SKEDSOFT

Data Mining & Data Warehousing

Introduction:

Using Static Discretization of Quantitative Attributes: Quantitative attributes, in this case, are discretized before mining using predefined concept hierarchies or data discretization techniques, where numeric values are replaced by interval labels. Categorical attributes may also be generalized to higher conceptual levels if desired.

 If the resulting task-relevant data are stored in a relational table, then any of the frequent itemset mining algorithms we have discussed can be modified easily so as to find all frequent predicate sets rather than frequent itemsets.

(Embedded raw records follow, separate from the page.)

PR #291, opened 2015-02-11
Fix call to nonexistent ErrorMsg() method

drbyte:
zc_install has some legacy SQL execution statements that make a call to $this->db->ErrorMsg() which hasn't existed for several years.

This is refactoring to remove those constructs, and to trigger regular logging and error reporting instead.

### DIFF
--- a/zc_install/includes/classes/class.zcDatabaseInstaller.php
+++ b/zc_install/includes/classes/class.zcDatabaseInstaller.php
@@ -34,7 +34,7 @@ class zcDatabaseInstaller
     $this->dbPrefix = $options['db_prefix'];
     $this->dbCharset = $options['db_charset'];
     $this->dbType = in_array($options['db_type'], $dbtypes) ? $options['db_type'] : 'mysql';
-    $this->debugLevel = isset($options['debug']) ? $options['debug'] : FALSE;
+    $this->dieOnErrors = isset($options['dieOnErrors']) ? (bool)$options['dieOnErrors'] : FALSE;
     $this->errors = array();
     $this->basicParseStrings = array(
     'DROP TABLE IF EXISTS ',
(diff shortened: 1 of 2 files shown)


texdc:
[Boolean arguments](http://www.togsblom.com/2009/01/boolean-arguments-are-trouble.html) are code smells.  Use [SRP](http://en.wikipedia.org/wiki/Single_responsibility_principle) instead.

Regardless, there's no need to pass in a flag value.  The original had a `die` hard-coded, so the value passed to `$db->Connect()` should be `true`.

drbyte:
> Regardless, there's no need to pass in a flag value. The original had a `die` hard-coded, so the value passed to `$db->Connect()` should be `true`.

This second paragraph doesn't make sense.  The code being changed replaced `false` with the flag. So why are you saying the value passed should be `true`?

texdc:
> The original had a die hard-coded

Self-explanatory.  Unless, you're trying to change functionality, the code should `die` on error.

drbyte:
Oy. Apparently we were talking about 2 different things. The boolean named $dieOnErrors was in the getConnection method, and when set to true, triggers a die according to respective rules. When you were saying "the original had a die hardcoded", I was still reading in the context of that same method, not the `on die` you had jumped to down in the doCompletion method. 

So, yes, indeed, it should `die` on error ... which is the whole reason why $dieOnError was adapted here. 

You can't set die-on-error to true globally, as there are legitimate times during zc_install when you don't want it to halt execution.

Will move it elsewhere so that a class property is set instead.

zcwilt:
:+1: given the problems with legacy queryFactory. have no problems with the changes here.

ajeh:
:+1:

texdc:
While I'd still prefer to avoid `bool` flags in arguments, this is a better solution.  Thanks!

PR #292, opened 2015-02-12
Send 503 header on db error message

drbyte:
When a database error occurs, we output a generic message, but it still sends a normal 200 response header, which doesn't tell search engines to skip it.

This sends the 503-service-unavailable header to tell SE's to come back later instead of indexing the error message.

(We were already sending the 503 header, but only when also redirecting to nddbc.html when a "not connected" condition was found ... which is too narrow criteria.)

### DIFF
--- a/includes/classes/db/mysql/query_factory.php
+++ b/includes/classes/db/mysql/query_factory.php
@@ -142,8 +142,10 @@ class queryFactory extends base {
   }
 
   function show_error() {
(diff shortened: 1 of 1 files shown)


texdc:
:+1: (kinda) the `show_error()` method doesn't belong in a db connection class.  It's better to throw an exception and decide how to communicate that in an exception handler.

Can we remove all the error handling from `queryFactory` (in another PR)?  I don't mind working on it.

zcwilt:
:+1:

ajeh:
:+1:

PR #302, opened 2015-02-22
Ensure IP address is not blank

drbyte:
If all proxy-detections fail to determine the correct IP address, set it to a single dot (.) to denote this fact.

Ref: http://www.zen-cart.com/showthread.php?214518&p=1257981#post1257981

Also moved the sanitization logic into the same function to keep it in context.

### DIFF
--- a/admin/includes/functions/general.php
+++ b/admin/includes/functions/general.php
@@ -1,10 +1,10 @@
 <?php
 /**
  * @package admin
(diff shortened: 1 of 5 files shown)


zcwilt:
:+1: Looks OK to me.

ajeh:
:+1:

PR #303, opened 2015-02-22
Update proxy/load-balancer detection to accommodate X-Forwarded-Port headers

drbyte:
Update proxy/load-balancer detection to accommodate X-Forwarded-Port headers

While all the existing proxy/load-balancer detections will probably "catch" any proxy forwarded SSL headers, `X-Forwarded-Port` is one additional low-priority case, now added to the list.


zcwilt:
:+1:

ajeh:
:+1:

PR #316, opened 2015-03-03
$products_id is set twice

Zen4All:
$products_id is set on line 34 and 58

[Review on Reviewable](https://reviewable.io/reviews/zencart/zc-v1-series/316)

### DIFF
--- a/admin/specials.php
+++ b/admin/specials.php
@@ -55,7 +55,6 @@
         $specials_date_available = ((zen_db_prepare_input($_POST['start']) == '') ? '0001-01-01' : zen_format_date_raw($_POST['start']));
         $expires_date = ((zen_db_prepare_input($_POST['end']) == '') ? '0001-01-01' : zen_format_date_raw($_POST['end']));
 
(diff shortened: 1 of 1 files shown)


admin/specials.php
```diff
@@ -55,7 +55,6 @@
         $specials_date_available = ((zen_db_prepare_input($_POST['start']) == '') ? '0001-01-01' : zen_format_date_raw($_POST['start']));
         $expires_date = ((zen_db_prepare_input($_POST['end']) == '') ? '0001-01-01' : zen_format_date_raw($_POST['end']));
 
-        $products_id = zen_db_prepare_input($_POST['products_id']);
```
drbyte: Agreed. This was a duplicate of line 34.

drbyte:
:+1:

ajeh:
:+1:

ajeh:
As a heads up, when changing files it is also a good idea to fix the header copyright to the current year.

And if the headers are the old style, they should also be brought up to date.

Zen4All:
:+1:

PR #317, opened 2015-03-03
Fixes issue with mismatched signatures for calculate_deductions.

scottcwilson:
See http://www.zen-cart.com/showthread.php?216420-Error-in-ot_coupon-php

### DIFF
--- a/includes/modules/order_total/ot_coupon.php
+++ b/includes/modules/order_total/ot_coupon.php
@@ -110,11 +110,10 @@ class ot_coupon {
    */
   function pre_confirmation_check($order_total) {
     global $order;
+    $od_amount = array('tax'=>0, 'total'=>0);
     if ($order_total > 0) { 
        $od_amount = $this->calculate_deductions();
-    } else { 
-       $od_amount = array('tax'=>0, 'total'=>0);
-    }
+    } 
 //    print_r($od_amount);
     $order->info['total'] = $order->info['total'] - $od_amount['total'];
     if (DISPLAY_PRICE_WITH_TAX != 'true') {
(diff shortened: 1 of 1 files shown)


includes/modules/order_total/ot_coupon.php
```diff
@@ -57,7 +57,11 @@ function ot_coupon() {
   function process() {
     global $order, $currencies;
     $order_total = $this->get_order_total(isset($_SESSION['cc_id']) ? $_SESSION['cc_id'] : '');
-    $od_amount = $this->calculate_deductions();
+    if ($order_total > 0) { 
+       $od_amount = $this->calculate_deductions();
+    } else { 
+       $od_amount = array('tax'=>0, 'total'=>0);
+    }
```
drbyte: Rather than use an `else` at all, what do you think of first initializing `$od_amount` to the zero-array before the `if`?

ajeh:
As a heads up, when changing files it is also a good idea to fix the header copyright to the current year.

And if the headers are the old style, they should also be brought up to date.

scottcwilson:
Both changes have been made.  Thanks!

includes/modules/order_total/ot_coupon.php
drbyte: Can we do the same here too?

:smirk:

scottcwilson:
Chris requested an additional change so that the pre-creation of the $od_amount array was done in both places before the calculate_deductions call.  This has been done.

zcwilt:
:+1:

ajeh:
:+1:

PR #319, opened 2015-03-03
Fixing html errors

Zen4All:
The html in this file is just plain wrong.

[Review on Reviewable](https://reviewable.io/reviews/zencart/zc-v1-series/319)


zcwilt:
:+1:

drbyte:
:+1: 
Normally it would be preferable to not use inline styling, but we have other styling to do in the Admin, and that will be taken care of at that stage.

ajeh:
:+1:

PR #413, opened 2015-05-10
Handle multiple-language situations with single-attrib-add

drbyte:
PR #365 wasn't handling multi-lang scenarios


ajeh:
:+1: 
This appears to correctly fix issues with multiple languages and single attributes

zcwilt:
:+1:

PR #422, opened 2015-05-20
Fix paypal issue with store is set to allow a quantity of 1 or less

diego-vieira:
Just had an issue with a customer where the store can sell fabric which can have a quantity of 1 or less sometimes.

ie. 0.25, 0.75, etc

### DIFF
--- a/includes/modules/payment/paypaldp.php
+++ b/includes/modules/payment/paypaldp.php
@@ -1605,7 +1605,7 @@ class paypaldp extends base {
       } // endif attribute-info
 
       // PayPal can't handle fractional-quantity values, so convert it to qty 1 here
-      if ($order->products[$i]['qty'] > 1 && ($order->products[$i]['qty'] != (int)$order->products[$i]['qty'] || $flag_treat_as_partial)) {
+      if (is_float($order->products[$i]['qty'])) {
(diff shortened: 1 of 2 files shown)


drbyte:
Hi Diego,
Thanks for this!

There's a bit more to consider here. Using `is_float()` as the only test might be too limiting.  

For example, consider the following code:

```php
$foo = 3.3 - 1.3;
echo $foo;  // result = 2
echo is_float($foo) ? 'yes':'no'; // gives 'yes' even though the value is 2
```

In cases like this we don't want to do a translation of `2` to `1` of quantities in preparation for sending to paypal. Hence the check against `(int)`.

Also, the `$flag_treat_as_partial` is there for the sole purpose of letting storeowners set it to `true` (95 lines earlier) for _all_ transactions, in the event they always want the translation. Granted, I don't think anybody actually does that now. And your suggestion to use is_float might make the flag unnecessary altogether. 

Anyway, my suggestion is to not replace the entire condition with is_float, but instead to only replace the `$order->products[$i]['qty'] > 1` part with an is_float check, like this:

```php
if (is_float($order->products[$i]['qty']) && ($order->products[$i]['qty'] != (int)$order->products[$i]['qty'] || $flag_treat_as_partial)) {
```

Do you mind testing this and then updating the pull request? Feedback welcome too.

drbyte:
Just checking in to see whether this proposed alteration still solves the problem you were initially encountering?

PR #427, opened 2015-05-25
And Another movenext()

Zen4All:
updated to the new iterator

[Review on Reviewable](https://reviewable.io/reviews/zencart/zc-v1-series/427)

PR #426, opened 2015-05-25
Another movenext()

Zen4All:
This time I tried the new iterator. Hope I got it right.

[Review on Reviewable](https://reviewable.io/reviews/zencart/zc-v1-series/426)

PR #424, opened 2015-05-25
Typo, movenext() should be MoveNext().

Zen4All:
[Review on Reviewable](https://reviewable.io/reviews/zencart/zc-v1-series/424)

PR #430, opened 2015-05-27
Fix iterator syntax errors

drbyte:
Fix some syntax errors in #426 and #427 and #424 and implement the iterator fully in these small files


zcwilt:
:blush: I should have caught that on first review!
:+1:

ajeh:
:+1:

PR #434, opened 2015-06-02
Allow Discount Coupons Amount per Order or Qty

ajeh:
This allows for Discount Coupons based on Amount to be applied either per order or quantity * amount


drbyte:
Needs zc_install .sql update.

drbyte:
:+1:

zcwilt:
:+1:

PR #447, opened 2015-06-19
Fix salt errors on PHP 7

drbyte:
salt param is obsolete in PHP 7


drbyte:
Closing PR. Need to rework why these tests were written this way in the first place.  Punting to @zcwilt :)

zcwilt:
:+1:

ajeh:
:+1:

In particular, instead of searching on only one attribute like buys, we need to search through all of the relevant attributes, treating each attribute-value pair as an itemset.

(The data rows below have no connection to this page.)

PR #453, opened 2015-06-26
Paypal introduction removed for orders over 10k, 5.5k

llynix:
While code is in place to hide the PayPal checkout button if orders are too large it doesn't hide the introduction text on the login page leading to a confusing paragraph about PayPal with no button to checkout with.

This fixes that.

### DIFF
--- a/includes/templates/template_default/templates/tpl_login_default.php
+++ b/includes/templates/template_default/templates/tpl_login_default.php
@@ -21,6 +21,10 @@
 <!--BOF PPEC split login- DO NOT REMOVE-->
 <fieldset class="floatingBox back">
 <legend><?php echo HEADING_NEW_CUSTOMER_SPLIT; ?></legend>
+
+<?php //  Paypal doesn't allow over 10k in a single transaction,  This hides the introduction. ?>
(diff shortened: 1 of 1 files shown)


drbyte:
:+1:

zcwilt:
:+1:

drbyte:
In retrospect, I wonder if it would be better to put these conditions into the header_php.php file instead? 

ie, added as the last line of this:

```php
// Check for PayPal express checkout button suitability:
$paypalec_enabled = (defined('MODULE_PAYMENT_PAYPALWPP_STATUS') && MODULE_PAYMENT_PAYPALWPP_STATUS == 'True' && defined('MODULE_PAYMENT_PAYPALWPP_ECS_BUTTON') && MODULE_PAYMENT_PAYPALWPP_ECS_BUTTON == 'On');
// Check for express checkout button suitability:
$ec_button_enabled = ($paypalec_enabled && ($_SESSION['cart']->count_contents() > 0 && $_SESSION['cart']->total > 0));
if ( ($_SESSION['currency'] == 'USD' && $currencies->value($_SESSION['cart']->total, true, 'USD') > 10000) || ($_SESSION['currency'] == 'GBP' && $currencies->value($_SESSION['cart']->total, true, 'GBP') > 5500) ) $ec_button_enabled = false;
```

llynix:
I had wondered after I submitted the pull request if there was a better
place to put it.  The header does seem more appropriate.


Anthony Taylor
---------------------
http://www.fallsgeek.com
(940)228-4580
Wichita Falls, TX
Your connection for everything geek...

Alternatively, the transformed multidimensional data may be used to construct a data cube. Data cubes are well suited for the mining of multidimensional association rules: They store aggregates (such as counts), in multidimensional space, which is essential for computing the support and confidence of multidimensional association rules. The cells of an n-dimensional cuboid can be used to store the support counts of the corresponding n-predicate sets. The base cuboid aggregates the task-relevant data by age, income, and buys; the 2-D cuboid, (age, income), aggregates by age and income, and so on; the 0-D (apex) cuboid contains the total number of transactions in the task-relevant data.

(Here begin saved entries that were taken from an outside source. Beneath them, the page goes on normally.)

PR #456, opened 2015-07-01
Addendum to PayPal intro-text-removal in #453

drbyte:
This removes the business logic from the template, meaning no template changes to get the same result as #453

### DIFF
--- a/includes/modules/payment/paypaldp.php
+++ b/includes/modules/payment/paypaldp.php
@@ -237,8 +237,8 @@ class paypaldp extends base {
 
     // Purchase amount
     if ($this->enabled) {
-      // module cannot be used for purchase > $10,000 USD
-      $order_amount = $this->calc_order_amount($order->info['total'], 'USD');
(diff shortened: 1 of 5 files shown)


includes/modules/payment/paypaldp.php
```diff
@@ -237,8 +237,8 @@ function update_status() {
 
     // Purchase amount
     if ($this->enabled) {
-      // module cannot be used for purchase > $10,000 USD
-      $order_amount = $this->calc_order_amount($order->info['total'], 'USD');
+      // module cannot be used for purchase > $10,000 USD equiv
+      $order_amount = $this->calc_order_amount($order->info['total'], 'USD', false);
```
drbyte: This `false` was added to ensure commas aren't inserted into this number, so that the comparison on the next line works correctly.

zcwilt:
:+1:

ajeh:
:+1:

PR #469, opened 2015-07-17
Copy Product to Duplicate Product sets Date Available to 01/01/0001

drbyte:
This change sets it to null instead of 01/01/0001


ajeh:
:+1:

zcwilt:
:+1:

PR #477, opened 2015-07-17
Remove double `default` clause (breaks PHP7)

drbyte:
This double `default:` is redundant (and actually incorrect), so is a bug. Plus, in PHP7 the duplicate will throw a fatal error.


zcwilt:
:+1:

ajeh:
:+1:

PR #478, opened 2015-07-18
Improvements for Banner Boxes (and fixes SQL error)

drbyte:
- Wraps banners in a `<section class="info-promowrapper">` so can be targeted with CSS styling
- Fixes SQL errors caused by having no active banners in a given group
- Splits logic out of templates more effectively, and simplifies some of the logic


zcwilt:
:+1:

ajeh:
:+1:

PR #479, opened 2015-07-18
Small tidying of tpl_columnar_display.php to output HTML directly

drbyte:
Small tidying of tpl_columnar_display.php to output HTML directly instead of echoed by PHP


zcwilt:
:+1:

ajeh:
:+1:

PR #481, opened 2015-07-18
zc_install - update from Foundation 5.5.1 to 5.5.2

drbyte:
Update Foundation to the latest.

NOTE: There may be some AJAX fixes required for compatibility with the update


zcwilt:
:+1:

ajeh:
:+1:

drbyte:
Hmmm ... need to investigate what's causing the Continue button not to fire. Feels like an ajax call is failing after updating to this new version. Tried 5.5.1 and it works okay, but not with this 5.5.2.

PR #3509, opened 2020-05-20
Admin - Load localized CSS overrides if present

drbyte:
This allows one to "drop in" a Bootstrap 3 theme replacement (`bootstrap.min.css` file) from one of the many 3rd party theming sites.

One can also delete the local file if CDN loading is preferred.

### DIFF
--- a/admin/includes/admin_html_head.php
+++ b/admin/includes/admin_html_head.php
@@ -14,9 +14,21 @@ if (!defined('IS_ADMIN_FLAG')) {
 <meta http-equiv="X-UA-Compatible" content="IE=edge">
 <meta name="viewport" content="width=device-width, initial-scale=1">
 <title><?php echo TITLE; ?></title>
+<?php if (file_exists($file = 'includes/css/bootstrap.min.css')) { ?>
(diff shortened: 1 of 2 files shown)


Zen4All:
Or use an if statement.
If local bootstrap.min.css exists -> USE
else load cdn

drbyte:
If Bootstrap would have embraced their "theme override" stuff this would have been easier.
They want everyone to recompile their own complete bespoke file instead.
I get it, but it makes it harder to accommodate wide varieties of taste.

drbyte:
> Or use an if statement.
> If local bootstrap.min.css exists -> USE
> else load cdn

I dunno.

I've gone back and forth about this several times: which to load first in the if/else?
If we load "local first", then we should DELETE the distributed local files, right?
 - Actually I'd prefer to do that, but what will the reaction be?

Zen4All:
Hmmm. Then leave it as is now in your pr. It's ugly, but apparently the "best" way.

drbyte:
I agree: it's ugly.

Still not decided on the "best way"...

drbyte:
Updated: Now loads local file if present, else loads from CDN.

PR #3515, opened 2020-05-21
Remove Link from Store Name in Footer.

dbltoe:
Not only does the target="blank" set off accessibility alarms, I'm wondering why we would need for a customer to go to our site when they're already on it.   Much less, going where they already are in a new window!

### DIFF
--- a/includes/languages/english.php
+++ b/includes/languages/english.php
@@ -13,7 +13,7 @@
 //define('CUSTOM_KEYWORDS', 'ecommerce, open source, shop, online shopping');
 // END: moved to meta_tags.php
 
-  define('FOOTER_TEXT_BODY', 'Copyright &copy; ' . date('Y') . ' <a href="' . zen_href_link(FILENAME_DEFAULT) . '" rel="noopener" target="_blank">' . STORE_NAME . '</a>. Powered by <a href="https://www.zen-cart.com" rel="noopener" target="_blank">Zen Cart</a>');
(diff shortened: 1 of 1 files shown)


drbyte:
The point of the clickable link is that it ties the URL to the site-name as part of the branding and copyright. Beneficial when the page is indexed in search engines.
It also doubles as a "home" link when lost in obscure pages of the site, although one can of course argue that there are usually other "home" links on the page.

I agree that there's no need to use target-blank on this link. 
But not a fan of removing the link.

dbltoe:
My main goal was to avoid the accessibility hit for the target="_blank".  Been checking today and adding both noopener and noreferrrer to all offsite target="_blank" calls will result in us meeting 508 Accessibility standards for the responsive_classic template.  Not 100% sure that there might be something on an obscure page but, confident enough to say we meet accessibility standards.

I just wondered why I might need a link and didn't pull "lost in space" out of my brain.
Good point.

drbyte:
How is "noreferrrer" an "accessibility" thing?

dbltoe:
The 508 Accessibility test that I use actually recommends a warning that the user is leaving the site but will accept noopener if going to trusted site (i.e. cart to zen-cart.com.  It recommends both in cases of offsite to any site over which the cart owner has no control (i.e, someone can create a phishery on any site we link to without control over the linked site's content.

Due to the ever-increasing use of data warehouse and OLAP technology, it is possible that a data cube containing the dimensions that are of interest to the user may already exist, fully materialized. If this is the case, we can simply fetch the corresponding aggregate values and return the rules needed using a rule generation algorithm (Section 5.2.2). Notice that even in this case, the Apriori property can still be used to prune the search space. If a given k-predicate set has support sup, which does not satisfy minimum support, then further exploration of this set should be terminated. This is because any more specialized version of the k-itemset will have support no greater that sup and, therefore, will not satisfy minimum support either. In cases where no relevant data cube exists for the mining task, we must create one on the fly. This becomes an iceberg cube computation problem, where the minimum support threshold is taken as the iceberg condition.